Data from a study presented at the American Heart Association (AHA) 2019 Scientific Sessions revealed that stroke risk among women hospitalized for pregnancy or postpartum did not improve over nearly a decade.

Islam Elgendy, MD, interventional cardiologist and vascular interventional fellow at the Corrigan Minehan Heart Center at Massachusetts General Hospital, and colleagues recognized a lack of data regarding the incidence of stroke during pregnancy. They pulled from a national database to investigate the incidence and outcomes of acute stroke and transient ischemic attack during pregnancy or within six weeks of childbirth.

In an interview with MDMag, Dr. Elgendy explained that the instance of stroke among this group was about 0.04%, which means that about one in 2,200 hospitalized women had a stroke. He expressed further concern that this trend may be increasing.
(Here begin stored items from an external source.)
Issue #4953, opened 2019-03-18
Remove masthead background image 


dongniwang:
## This is a...

<pre><code>
[ ] Feature request
[ ] Regression (a behavior that used to work and stopped working in a new release)
[ ] Bug report  
[ ] Documentation issue or request
[x] UI update
</code></pre>

## Description
Need to remove the masthead background image per latest conversation. Please make sure there's no background image for both the upstream version and the productized version. 

<img width="1435" alt="Screen Shot 2019-03-18 at 1 17 05 PM" src="https://user-images.githubusercontent.com/24943812/54549363-4b54c900-4980-11e9-9023-b827730779fb.png">
 
cc: @amysueg @mcoker @seanforyou23 @gashcrumb

gashcrumb:
Does this need to get into 7.3?  @heiko-braun FYI

dongniwang:
I want to say yes. @amysueg @catrobson - can you please verify?

dongniwang:
OK. Just confirmed, yes it needs to get into 7.3. 

cc: @amysueg @catrobson

heiko-braun:
@gashcrumb Can you backport the change when we get the PR?

gashcrumb:
Yup!

tplevko:
@gashcrumb the image was removed, however the top of the page now has two shades of gray
![colour_of_header](https://user-images.githubusercontent.com/4180208/54990448-0ef61e00-4fbb-11e9-8f2d-22f21c002992.png)

This is how it looked with Fuse Onlien 7.2.:
![top_fuse_online](https://user-images.githubusercontent.com/4180208/54990477-203f2a80-4fbb-11e9-81d4-1622054a263a.png)

Just want to ask, whether the lighter gray is there on purpose, or it's just an accident.

gashcrumb:
I'm not sure tbh, @dongniwang @seanforyou23 should it be the two shades like that or a single color at the top?

dongniwang:
Adding @mcoker here to help clarify. 

cc: @syndesisio/uxd

seanforyou23:
Ah, shouldn't be two shades of grey. We fixed this in master yesterday, does it also need to go into `1.6.x` branch?

mcoker:
Looks OK to me on master. This was merged yesterday https://github.com/syndesisio/syndesis/pull/5049

[...]

PR #4957, opened 2019-03-18
fix(masthead): remove masthead bg image

seanforyou23:
This PR removes the background image that's visible from the masthead. This change should affect both the productized version as well as upstream Syndesis.

Should help close: https://github.com/syndesisio/syndesis/issues/4953

Screen Shot 2019-03-18 at 3 43 33 PM


dongniwang:
cc: @syndesisio/uxd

Dr. Elgendy also reported that the maternal mortality rate of women who had a stroke was about 4%, which is about 400 times more than women who did not have a stroke. He noted that while trends of mortality are getting better due to improved treatment, there is a still need for more effective cardiovascular-preventive measures.
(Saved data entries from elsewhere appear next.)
PR #4962, opened 2019-03-19
fix: #4879 Data shape meta lookup (split/aggregate) for user defined specs

christophd:
When user defines data shape specifications for a connection (e.g. AMQ, Template, Webhook) the collection/single element meta data variant information is missing on the data shape.

The meta data shape lookup for split/aggregate was not able to handle these specifications and caused errors on Syndesis server. This caused the lookup to return the original non inspected data shapes for split/aggregate leading to inconsistent data shape display in UI.

This PR makes sure that the server is able to handle user defined specifications (json-schema, json-instance) that do not have proper meta data variant information set.

This fix needs to be backported to 1.6.x

### DIFF
--- a/app/server/endpoint/src/main/java/io/syndesis/server/endpoint/v1/handler/meta/AggregateMetadataHandler.java
+++ b/app/server/endpoint/src/main/java/io/syndesis/server/endpoint/v1/handler/meta/AggregateMetadataHandler.java
@@ -29,6 +29,7 @@ import io.syndesis.common.model.integration.StepKind;
 import io.syndesis.common.util.Json;
 import org.slf4j.Logger;
 import org.slf4j.LoggerFactory;
+import org.springframework.util.StringUtils;
 
 /**
  * @author Christoph Deppisch
@@ -47,34 +48,38 @@ class AggregateMetadataHandler implements StepMetadataHandler {
 
     @Override
     public DynamicActionMetadata handle(DynamicActionMetadata metadata) {
-        try {
-            DataShape outputShape = metadata.outputShape();
-            DataShape inputShape = metadata.inputShape();
+        DataShape outputShape = metadata.outputShape();
+        DataShape inputShape = metadata.inputShape();
 
+        try {
             if (metadata.outputShape() != null) {
                 outputShape = adaptOutputShape(new DataShape.Builder()
-                                                        .createFrom(metadata.outputShape())
-                                                        .decompress()
-                                                        .build());
+                        .createFrom(metadata.outputShape())
+                        .decompress()
+                        .build());
             }
+        } catch (IOException e) {
+            LOG.warn("Unable to read input data shape on dynamic meta data inspection", e);
+            LOG.warn("Using original input shape as fallback");
+        }
 
+        try {
             if (metadata.inputShape() != null) {
                 inputShape = adaptInputShape(new DataShape.Builder()
                                                         .createFrom(metadata.inputShape())
                                                         .decompress()
                                                         .build());
             }
-
-            return new DynamicActionMetadata.Builder()
-                    .createFrom(metadata)
-                    .inputShape(inputShape)
-                    .outputShape(outputShape)
-                    .build();
         } catch (IOException e) {
             LOG.warn("Unable to read output data shape on dynamic meta data inspection", e);
+            LOG.warn("Using original output shape as fallback");
         }
 
-        return metadata;
+        return new DynamicActionMetadata.Builder()
+                .createFrom(metadata)
+                .inputShape(inputShape)
+                .outputShape(outputShape)
+                .build();
     }
 
     DataShape adaptInputShape(DataShape dataShape) throws IOException {
@@ -93,31 +98,42 @@ class AggregateMetadataHandler implements StepMetadataHandler {
 
         DataShape collectionShape = dataShape.findVariantByMeta(VARIANT_METADATA_KEY, VARIANT_COLLECTION).orElse(dataShape);
 
-        if (collectionShape.getKind().equals(DataShapeKinds.JSON_SCHEMA)) {
-            String specification = collectionShape.getSpecification();
-            JsonSchema schema = Json.reader().forType(JsonSchema.class).readValue(specification);
+        String specification = collectionShape.getSpecification();
+        if (StringUtils.hasText(specification)) {
+            if (collectionShape.getKind() == DataShapeKinds.JSON_SCHEMA) {
+                JsonSchema schema = Json.reader().forType(JsonSchema.class).readValue(specification);
 
-            if (schema.isArraySchema()) {
-                ArraySchema.Items items = ((ArraySchema) schema).getItems();
-                JsonSchema itemSchema = items.asSingleItems().getSchema();
-                itemSchema.set$schema(schema.get$schema());
-                if (items.isSingleItems()) {
+                if (schema.isArraySchema()) {
+                    ArraySchema.Items items = ((ArraySchema) schema).getItems();
+                    JsonSchema itemSchema = items.asSingleItems().getSchema();
+                    itemSchema.set$schema(schema.get$schema());
+                    if (items.isSingleItems()) {
+                        return new DataShape.Builder().createFrom(collectionShape)
+                                .putMetadata(VARIANT_METADATA_KEY, VARIANT_ELEMENT)
+                                .specification(Json.writer().writeValueAsString(itemSchema))
+                                .addAllVariants(extractVariants(dataShape, collectionShape, VARIANT_COLLECTION))
+                                .build();
+                    }
+                } else {
                     return new DataShape.Builder().createFrom(collectionShape)
-                                                        .putMetadata(VARIANT_METADATA_KEY, VARIANT_ELEMENT)
-                                                        .specification(Json.writer().writeValueAsString(itemSchema))
-                                                        .addAllVariants(extractVariants(dataShape, collectionShape, VARIANT_COLLECTION))
-                                                        .build();
+                            .putMetadata(VARIANT_METADATA_KEY, VARIANT_ELEMENT)
+                            .build();
                 }
-            }
-        } else if (collectionShape.getKind().equals(DataShapeKinds.JSON_INSTANCE)) {
-            String specification = collectionShape.getSpecification();
-            List<Object> items = Json.reader().forType(List.class).readValue(specification);
-            if (!items.isEmpty()) {
-                return new DataShape.Builder().createFrom(collectionShape)
-                                                        .putMetadata(VARIANT_METADATA_KEY, VARIANT_ELEMENT)
-                                                        .specification(Json.writer().writeValueAsString(items.get(0)))
-                                                        .addAllVariants(extractVariants(dataShape, collectionShape, VARIANT_COLLECTION))
-                                                        .build();
+            } else if (collectionShape.getKind() == DataShapeKinds.JSON_INSTANCE) {
+                if (isJsonInstanceArraySpec(specification)) {
+                    List<Object> items = Json.reader().forType(List.class).readValue(specification);
+                    if (!items.isEmpty()) {
+                        return new DataShape.Builder().createFrom(collectionShape)
+                                .putMetadata(VARIANT_METADATA_KEY, VARIANT_ELEMENT)
+                                .specification(Json.writer().writeValueAsString(items.get(0)))
+                                .addAllVariants(extractVariants(dataShape, collectionShape, VARIANT_COLLECTION))
+                                .build();
+                    }
+                } else {
+                    return new DataShape.Builder().createFrom(collectionShape)
+                            .putMetadata(VARIANT_METADATA_KEY, VARIANT_ELEMENT)
+                            .build();
+                }
             }
         }
 
@@ -138,28 +154,40 @@ class AggregateMetadataHandler implements StepMetadataHandler {
         }
 
         DataShape singleElementShape = dataShape.findVariantByMeta(VARIANT_METADATA_KEY, VARIANT_ELEMENT).orElse(dataShape);
+        String specification = singleElementShape.getSpecification();
+        if (StringUtils.hasText(specification)) {
+            if (singleElementShape.getKind() == DataShapeKinds.JSON_SCHEMA) {
+                JsonSchema schema = Json.reader().forType(JsonSchema.class).readValue(specification);
 
-        if (singleElementShape.getKind().equals(DataShapeKinds.JSON_SCHEMA)) {
-            String specification = singleElementShape.getSpecification();
-            JsonSchema schema = Json.reader().forType(JsonSchema.class).readValue(specification);
+                if (schema.isArraySchema()) {
+                    return new DataShape.Builder().createFrom(singleElementShape)
+                            .putMetadata(VARIANT_METADATA_KEY, VARIANT_COLLECTION)
+                            .build();
+                }
 
-            ArraySchema collectionSchema = new ArraySchema();
-            collectionSchema.set$schema(Optional.ofNullable(schema.get$schema()).orElse(JSON_SCHEMA_ORG_SCHEMA));
-            collectionSchema.setItemsSchema(schema);
-            schema.set$schema(null);
+                ArraySchema collectionSchema = new ArraySchema();
+                collectionSchema.set$schema(Optional.ofNullable(schema.get$schema()).orElse(JSON_SCHEMA_ORG_SCHEMA));
+                collectionSchema.setItemsSchema(schema);
+                schema.set$schema(null);
 
-            return new DataShape.Builder().createFrom(singleElementShape)
-                                            .putMetadata(VARIANT_METADATA_KEY, VARIANT_COLLECTION)
-                                            .specification(Json.writer().writeValueAsString(collectionSchema))
-                                            .addAllVariants(extractVariants(dataShape, singleElementShape, VARIANT_ELEMENT))
-                                            .build();
-        } else if (singleElementShape.getKind().equals(DataShapeKinds.JSON_INSTANCE)) {
-            String specification = singleElementShape.getSpecification();
-            return new DataShape.Builder().createFrom(singleElementShape)
-                                            .putMetadata(VARIANT_METADATA_KEY, VARIANT_COLLECTION)
-                                            .specification("[" + specification + "]")
-                                            .addAllVariants(extractVariants(dataShape, singleElementShape, VARIANT_ELEMENT))
-                                            .build();
+                return new DataShape.Builder().createFrom(singleElementShape)
+                        .putMetadata(VARIANT_METADATA_KEY, VARIANT_COLLECTION)
+                        .specification(Json.writer().writeValueAsString(collectionSchema))
+                        .addAllVariants(extractVariants(dataShape, singleElementShape, VARIANT_ELEMENT))
+                        .build();
+            } else if (singleElementShape.getKind() == DataShapeKinds.JSON_INSTANCE) {
+                if (isJsonInstanceArraySpec(specification)) {
+                    return new DataShape.Builder().createFrom(singleElementShape)
+                            .putMetadata(VARIANT_METADATA_KEY, VARIANT_COLLECTION)
+                            .build();
+                } else {
+                    return new DataShape.Builder().createFrom(singleElementShape)
+                            .putMetadata(VARIANT_METADATA_KEY, VARIANT_COLLECTION)
+                            .specification("[" + specification + "]")
+                            .addAllVariants(extractVariants(dataShape, singleElementShape, VARIANT_ELEMENT))
+                            .build();
+                }
+            }
         }
 
         return dataShape;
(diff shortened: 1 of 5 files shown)


heiko-braun:
@zregvart mind a review?

app/server/endpoint/src/main/java/io/syndesis/server/endpoint/v1/handler/meta/AggregateMetadataHandler.java
```diff
@@ -47,34 +47,38 @@ public boolean canHandle(StepKind kind) {
...
             if (metadata.outputShape() != null) {
                 outputShape = adaptOutputShape(new DataShape.Builder()
-                                                        .createFrom(metadata.outputShape())
-                                                        .decompress()
-                                                        .build());
+                        .createFrom(metadata.outputShape())
+                        .decompress()
+                        .build());
             }
+        } catch (IOException e) {
```
zregvart: As far as I understand the only case in which IOException is thrown is if the data shape's `specification` can't be parsed as JSON or JSON Schema. I'm fine with completely blowing up rather than silently (apart from those WARN logs), as it is a violation of the contract we have. Not sure if this not resulting in an error will end up being an issue for the UI and the integration.

app/server/endpoint/src/main/java/io/syndesis/server/endpoint/v1/handler/meta/AggregateMetadataHandler.java
```diff
@@ -47,34 +47,38 @@ public boolean canHandle(StepKind kind) {
...
                                                         .decompress()
                                                         .build());
             }
-
-            return new DynamicActionMetadata.Builder()
-                    .createFrom(metadata)
-                    .inputShape(inputShape)
-                    .outputShape(outputShape)
-                    .build();
         } catch (IOException e) {
```
zregvart: As above, let's just blow up.

app/server/endpoint/src/main/java/io/syndesis/server/endpoint/v1/handler/meta/AggregateMetadataHandler.java
```diff
@@ -93,31 +97,42 @@ DataShape adaptInputShape(DataShape dataShape) throws IOException {
...
-            JsonSchema schema = Json.reader().forType(JsonSchema.class).readValue(specification);
-
-            if (schema.isArraySchema()) {
-                ArraySchema.Items items = ((ArraySchema) schema).getItems();
-                JsonSchema itemSchema = items.asSingleItems().getSchema();
-                itemSchema.set$schema(schema.get$schema());
-                if (items.isSingleItems()) {
+        String specification = collectionShape.getSpecification();
+        if (specification != null && specification.length() > 0) {
+            if (collectionShape.getKind().equals(DataShapeKinds.JSON_SCHEMA)) {
```
zregvart:
```suggestion
            if (collectionShape.getKind() == DataShapeKinds.JSON_SCHEMA) {
```

app/server/endpoint/src/main/java/io/syndesis/server/endpoint/v1/handler/meta/AggregateMetadataHandler.java
```diff
@@ -47,34 +47,38 @@ public boolean canHandle(StepKind kind) {
...
-                                                        .createFrom(metadata.outputShape())
-                                                        .decompress()
-                                                        .build());
+                        .createFrom(metadata.outputShape())
+                        .decompress()
+                        .build());
             }
+        } catch (IOException e) {
+            LOG.warn("Unable to read input data shape on dynamic meta data inspection", e);
+            LOG.warn("Using original input shape as fallback");
```
zregvart:
```suggestion
            LOG.warn("Using original input shape as fallback");
            throw new UncheckedIOException(e);
```

app/server/endpoint/src/main/java/io/syndesis/server/endpoint/v1/handler/meta/AggregateMetadataHandler.java
```diff
@@ -47,34 +47,38 @@ public boolean canHandle(StepKind kind) {
...
             }
-
-            return new DynamicActionMetadata.Builder()
-                    .createFrom(metadata)
-                    .inputShape(inputShape)
-                    .outputShape(outputShape)
-                    .build();
         } catch (IOException e) {
             LOG.warn("Unable to read output data shape on dynamic meta data inspection", e);
+            LOG.warn("Using original output shape as fallback");
```
zregvart:
```suggestion
            LOG.warn("Using original output shape as fallback");
            throw new UncheckedIOException(e);
```

app/server/endpoint/src/main/java/io/syndesis/server/endpoint/v1/handler/meta/AggregateMetadataHandler.java
```diff
@@ -138,28 +153,40 @@ DataShape adaptOutputShape(DataShape dataShape) throws IOException {
         }
 
         DataShape singleElementShape = dataShape.findVariantByMeta(VARIANT_METADATA_KEY, VARIANT_ELEMENT).orElse(dataShape);
+        String specification = singleElementShape.getSpecification();
+        if (specification != null && specification.length() > 0) {
+            if (singleElementShape.getKind().equals(DataShapeKinds.JSON_SCHEMA)) {
```
zregvart:
```suggestion
            if (singleElementShape.getKind() == DataShapeKinds.JSON_SCHEMA) {
```

app/server/endpoint/src/main/java/io/syndesis/server/endpoint/v1/handler/meta/AggregateMetadataHandler.java
```diff
@@ -93,31 +97,42 @@ DataShape adaptInputShape(DataShape dataShape) throws IOException {
...
+                } else {
                     return new DataShape.Builder().createFrom(collectionShape)
-                                                        .putMetadata(VARIANT_METADATA_KEY, VARIANT_ELEMENT)
-                                                        .specification(Json.writer().writeValueAsString(itemSchema))
-                                                        .addAllVariants(extractVariants(dataShape, collectionShape, VARIANT_COLLECTION))
-                                                        .build();
+                            .putMetadata(VARIANT_METADATA_KEY, VARIANT_ELEMENT)
+                            .build();
+                }
+            } else if (collectionShape.getKind().equals(DataShapeKinds.JSON_INSTANCE)) {
```
zregvart:
```suggestion
            } else if (collectionShape.getKind() == DataShapeKinds.JSON_INSTANCE) {
```

app/server/endpoint/src/main/java/io/syndesis/server/endpoint/v1/handler/meta/AggregateMetadataHandler.java
```diff
@@ -93,31 +97,42 @@ DataShape adaptInputShape(DataShape dataShape) throws IOException {
...
-            String specification = collectionShape.getSpecification();
-            JsonSchema schema = Json.reader().forType(JsonSchema.class).readValue(specification);
-
-            if (schema.isArraySchema()) {
-                ArraySchema.Items items = ((ArraySchema) schema).getItems();
-                JsonSchema itemSchema = items.asSingleItems().getSchema();
-                itemSchema.set$schema(schema.get$schema());
-                if (items.isSingleItems()) {
+        String specification = collectionShape.getSpecification();
+        if (specification != null && specification.length() > 0) {
```
zregvart:
```suggestion
        if (!StringUtils.isEmpty(specification)) {
```

app/server/endpoint/src/main/java/io/syndesis/server/endpoint/v1/handler/meta/AggregateMetadataHandler.java
```diff
@@ -138,28 +153,40 @@ DataShape adaptOutputShape(DataShape dataShape) throws IOException {
         }
 
         DataShape singleElementShape = dataShape.findVariantByMeta(VARIANT_METADATA_KEY, VARIANT_ELEMENT).orElse(dataShape);
+        String specification = singleElementShape.getSpecification();
+        if (specification != null && specification.length() > 0) {
```
zregvart:
```suggestion
        if (!StringUtils.isEmpty(specification)) {
```

app/server/endpoint/src/main/java/io/syndesis/server/endpoint/v1/handler/meta/AggregateMetadataHandler.java
```diff
@@ -47,34 +47,38 @@ public boolean canHandle(StepKind kind) {
...
 
-        return metadata;
+        return new DynamicActionMetadata.Builder()
+                .createFrom(metadata)
+                .inputShape(inputShape)
+                .outputShape(outputShape)
+                .build();
     }
 
     DataShape adaptInputShape(DataShape dataShape) throws IOException {
```
zregvart: I'd probable refactor this method into separate methods for cases where `specification` is given, `specification` is given and `kind` is `JSON_SCHEMA` and kind is `JSON_INSTANCE`.

app/server/endpoint/src/main/java/io/syndesis/server/endpoint/v1/handler/meta/AggregateMetadataHandler.java
```diff
@@ -138,28 +153,40 @@ DataShape adaptOutputShape(DataShape dataShape) throws IOException {
...
+                collectionSchema.set$schema(Optional.ofNullable(schema.get$schema()).orElse(JSON_SCHEMA_ORG_SCHEMA));
+                collectionSchema.setItemsSchema(schema);
+                schema.set$schema(null);
+
+                return new DataShape.Builder().createFrom(singleElementShape)
+                        .putMetadata(VARIANT_METADATA_KEY, VARIANT_COLLECTION)
+                        .specification(Json.writer().writeValueAsString(collectionSchema))
+                        .addAllVariants(extractVariants(dataShape, singleElementShape, VARIANT_ELEMENT))
+                        .build();
+            } else if (singleElementShape.getKind().equals(DataShapeKinds.JSON_INSTANCE)) {
```
zregvart:
```suggestion
            } else if (singleElementShape.getKind() == DataShapeKinds.JSON_INSTANCE) {
```

app/server/endpoint/src/main/java/io/syndesis/server/endpoint/v1/handler/meta/SplitMetadataHandler.java
```diff
@@ -73,37 +73,54 @@ public DynamicActionMetadata handle(DynamicActionMetadata metadata) {
 
                 DataShape collectionShape = dataShape.findVariantByMeta(VARIANT_METADATA_KEY, VARIANT_COLLECTION).orElse(dataShape);
 
-                if (collectionShape.getKind().equals(DataShapeKinds.JSON_SCHEMA)) {
-                    String specification = collectionShape.getSpecification();
-                    JsonSchema schema = Json.reader().forType(JsonSchema.class).readValue(specification);
+                String specification = collectionShape.getSpecification();
+                if (specification != null && specification.length() > 0) {
```
zregvart:
```suggestion
                if (!StringUtils.isEmpty(specification)) {
```

app/server/endpoint/src/main/java/io/syndesis/server/endpoint/v1/handler/meta/SplitMetadataHandler.java
```diff
@@ -73,37 +73,54 @@ public DynamicActionMetadata handle(DynamicActionMetadata metadata) {
...
+                    if (collectionShape.getKind().equals(DataShapeKinds.JSON_SCHEMA)) {
```
zregvart:
```suggestion
                    if (collectionShape.getKind() == DataShapeKinds.JSON_SCHEMA) {
```

app/server/endpoint/src/main/java/io/syndesis/server/endpoint/v1/handler/meta/SplitMetadataHandler.java
```diff
@@ -73,37 +73,54 @@ public DynamicActionMetadata handle(DynamicActionMetadata metadata) {
...
                                     .outputShape(new DataShape.Builder().createFrom(collectionShape)
-                                                                        .putMetadata(VARIANT_METADATA_KEY, VARIANT_ELEMENT)
-                                                                        .specification(Json.writer().writeValueAsString(itemSchema))
-                                                                        .addAllVariants(extractVariants(dataShape, collectionShape, VARIANT_COLLECTION))
-                                                                        .build())
+                                            .putMetadata(VARIANT_METADATA_KEY, VARIANT_ELEMENT)
+                                            .build())
+                                    .build();
+                        }
+                    } else if (collectionShape.getKind().equals(DataShapeKinds.JSON_INSTANCE)) {
```
zregvart:
```suggestion
                    } else if (collectionShape.getKind() == DataShapeKinds.JSON_INSTANCE) {
```

app/server/endpoint/src/test/java/io/syndesis/server/endpoint/v1/handler/meta/AggregateMetadataHandlerTest.java
```diff
@@ -90,22 +90,7 @@ public void shouldExtractJavaInputElementVariant() throws IOException {
...
-                                .kind(DataShapeKinds.JAVA)
-                                .specification(getSpecification("person-list-spec.json"))
-                                .collectionType("List")
-                                .type(Person.class.getName())
-                                .collectionClassName(List.class.getName())
-                                .putMetadata(StepMetadataHandler.VARIANT_METADATA_KEY, StepMetadataHandler.VARIANT_COLLECTION)
-                                .build())
-                        .addVariant(dummyShape(DataShapeKinds.JSON_INSTANCE))
-                        .build())
+                .outputShape(StepActionHandler.NO_SHAPE)
```
zregvart: We lost a test case for `JAVA` data shape kinds here, should this be a new test case for `NO_SHAPE` instead?

app/server/endpoint/src/test/java/io/syndesis/server/endpoint/v1/handler/meta/AggregateMetadataHandlerTest.java
```diff
@@ -183,22 +161,7 @@ public void shouldExtractJsonSchemaInputElementVariant() throws IOException {
...
-                                .kind(DataShapeKinds.JSON_SCHEMA)
-                                .specification(getSpecification("person-list-schema.json"))
-                                .collectionType("List")
-                                .type(Person.class.getName())
-                                .collectionClassName(List.class.getName())
-                                .putMetadata(StepMetadataHandler.VARIANT_METADATA_KEY, StepMetadataHandler.VARIANT_COLLECTION)
-                                .build())
-                        .addVariant(dummyShape(DataShapeKinds.JAVA))
-                        .build())
+                .outputShape(StepActionHandler.NO_SHAPE)
```
zregvart: Perhaps add a new test case for `NO_SHAPE` and adapt the test for `JSON_SCHEMA`?

app/server/endpoint/src/main/java/io/syndesis/server/endpoint/v1/handler/meta/AggregateMetadataHandler.java
christophd: The initial reason for me to not blow up on that error was that the call is just a meta data lookup for data shapes. If that call is failing for the mentioned reason that we can not inspect the specification the original specification is returned and the UI should be able to continue. In most cases the integration is able to operate even if this meta data lookup happens to fail.

Maybe come back to that and think over when more lookups are about to come.

app/server/endpoint/src/main/java/io/syndesis/server/endpoint/v1/handler/meta/AggregateMetadataHandler.java
christophd: Very true just force pushed changes, thanks

app/server/endpoint/src/main/java/io/syndesis/server/endpoint/v1/handler/meta/AggregateMetadataHandler.java
christophd: Very true just force pushed changes, thanks

app/server/endpoint/src/main/java/io/syndesis/server/endpoint/v1/handler/meta/AggregateMetadataHandler.java
christophd: Very true just force pushed changes, thanks

app/server/endpoint/src/main/java/io/syndesis/server/endpoint/v1/handler/meta/AggregateMetadataHandler.java
christophd: Very true just force pushed changes, thanks

app/server/endpoint/src/main/java/io/syndesis/server/endpoint/v1/handler/meta/AggregateMetadataHandler.java
christophd: Very true just force pushed changes, thanks

app/server/endpoint/src/main/java/io/syndesis/server/endpoint/v1/handler/meta/AggregateMetadataHandler.java
christophd: Very true just force pushed changes, thanks

app/server/endpoint/src/main/java/io/syndesis/server/endpoint/v1/handler/meta/SplitMetadataHandler.java
christophd: Very true just force pushed changes, thanks

app/server/endpoint/src/main/java/io/syndesis/server/endpoint/v1/handler/meta/AggregateMetadataHandler.java
christophd: Yeah the method is too complicated, will do on master and push in a separate PR

app/server/endpoint/src/main/java/io/syndesis/server/endpoint/v1/handler/meta/SplitMetadataHandler.java
christophd: Very true just force pushed changes, thanks

app/server/endpoint/src/main/java/io/syndesis/server/endpoint/v1/handler/meta/SplitMetadataHandler.java
christophd: Very true just force pushed changes, thanks

app/server/endpoint/src/main/java/io/syndesis/server/endpoint/v1/handler/meta/AggregateMetadataHandler.java
christophd: Very true just force pushed changes, thanks

app/server/endpoint/src/test/java/io/syndesis/server/endpoint/v1/handler/meta/AggregateMetadataHandlerTest.java
christophd: The test was an actual duplicate with the next test variant where the exact same output shape was used and verified. I changed that so we have input and output shape tested in separate tests

app/server/endpoint/src/test/java/io/syndesis/server/endpoint/v1/handler/meta/AggregateMetadataHandlerTest.java
christophd: The test was an actual duplicate with the next test variant where the exact same output shape was used and verified. I changed that so we have input and output shape tested in separate tests

christophd:
@zregvart thanks for the review. I appreciate all comments including nitpicking! 😅 

I force pushed some changes and the rest is to be done in a separate refactoring on master only as those changes will not need to be backported to 1.6.x

app/server/endpoint/src/main/java/io/syndesis/server/endpoint/v1/handler/meta/AggregateMetadataHandler.java
zregvart: The risk I'm thinking about is when we provide the wrong (default) data shape to the mapper and this results in an exception at runtime from the mapper.
But really, it should be a rare occurrence and to fix this properly we should have a test harness for connectors that checks the shapes and validations for user provided shapes, so I'm good either way for now.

The maternal mortality rate is increasing in the United States compared to other developed countries, and the number one cause of death among this cohort of patients is cardiovascular disease.

To resolve the risk of stroke among female patients hospitalized for pregnancy, Dr. Elgendy says that the first step is highlighting the problem and identifying the risk factors. According to the study, traditional risk factors including hypertension, diabetes and smoking are increasing. For this reason, Dr. Elgendy emphasized the importance of discussing risk factors with female patients before pregnancy in order to minimize health risks.